• _Exercise goal_
Which lines of the listing below contain the word "merge"? Copy each of them.

• _Data in this exercise_
PR #2750, opened 2022-11-01
fix: fix incorrect label on Pages export

neatbyte-vnobis:
## Changes
Fix issue "Exporting Pages - Incorrect Label"

## How Has This Been Tested?
Manual

## Documentation
None


SvenAlHamad:
I don't think the issue was fixed. I've tested it and the behavior is still the same as before. 

https://user-images.githubusercontent.com/3808420/199547303-9f633d63-60c7-4034-a5a9-1355ca991c82.mov

SvenAlHamad:
This one is also good.

PR #2756, opened 2022-11-04
fix: fix too strict Iframe component validation

### LINKED ISSUE #2411: Pagebuilder: Iframe component's validation is too restrictive.
### Version

5.26.0

### Operating System

macos 12.2.1

### Browser

Chrome 101.0.4951.64

1. Create an iframe on a page and start typing a url in the field. The admin app will crash when validation fails on https://w
2. Create an iframe on a page, and try pasting the src with get parameters (e.g. google maps from this site: https://www.maps.ie/create-google-map/). The admin app will also crash.
3

Validation shouldn't cause the app to crash, and any url including get parameters should work.

### What do you see instead?

Crashed app.

### Additional information

_No response_

### Possible solution

_No response_

neatbyte-vnobis:
## Changes
Fixes issue "Iframe component's validation is too restrictive."
Closes #2411

PS: after some thoughts, maybe just "url:base" is enough here... but it is still have some limits compared to code below

## How Has This Been Tested?
Manual

## Documentation
None

### DIFF
--- a/packages/app-page-builder/src/editor/plugins/elements/media/iframe/IFrameSettings.tsx
+++ b/packages/app-page-builder/src/editor/plugins/elements/media/iframe/IFrameSettings.tsx
@@ -2,7 +2,6 @@ import React from "react";
 import { css } from "emotion";
 import { merge } from "dot-prop-immutable";
 import { Form } from "@webiny/form";
-import { validation } from "@webiny/validation";
 import { withActiveElement } from "~/editor/components";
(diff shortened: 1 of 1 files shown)


SvenAlHamad:
I've tested and it looks good from my end. It could be improved from the UX side a bit, but we can do that another time. @adrians5j or @Pavel910 please review the code implementation before we merge this one.

Pavel910 (approved):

• _Problem solution_
 import { merge } from "dot-prop-immutable";
I've tested and it looks good from my end. It could be improved from the UX side a bit, but we can do that another time. @adrians5j or @Pavel910 please review the code implementation before we merge this one.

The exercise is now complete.